Task:
In your reply, write out the records exactly, each line intact.

Information provided:
PR #5507, opened 2026-05-13
[ING-128] feat(invoice-grouping): Subscription consolidation

lovrocolic:
## Context

Currently customer subscriptions are grouped per payment method, billing entity and currency when creating recurring invoice.

## Description

We are adding `consolidate_invoice` flag on subscription so that users can define if certain subscription should be consolidated or excluded from consolidation.

### DIFF
--- a/app/services/subscriptions/create_service.rb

Solution:
PR #5507, opened 2026-05-13
[ING-128] feat(invoice-grouping): Subscription consolidation

lovrocolic:
## Context

Currently customer subscriptions are grouped per payment method, billing entity and currency when creating recurring invoice.

## Description

We are adding `consolidate_invoice` flag on subscription so that users can define if certain subscription should be consolidated or excluded from consolidation.

### DIFF
--- a/app/services/subscriptions/create_service.rb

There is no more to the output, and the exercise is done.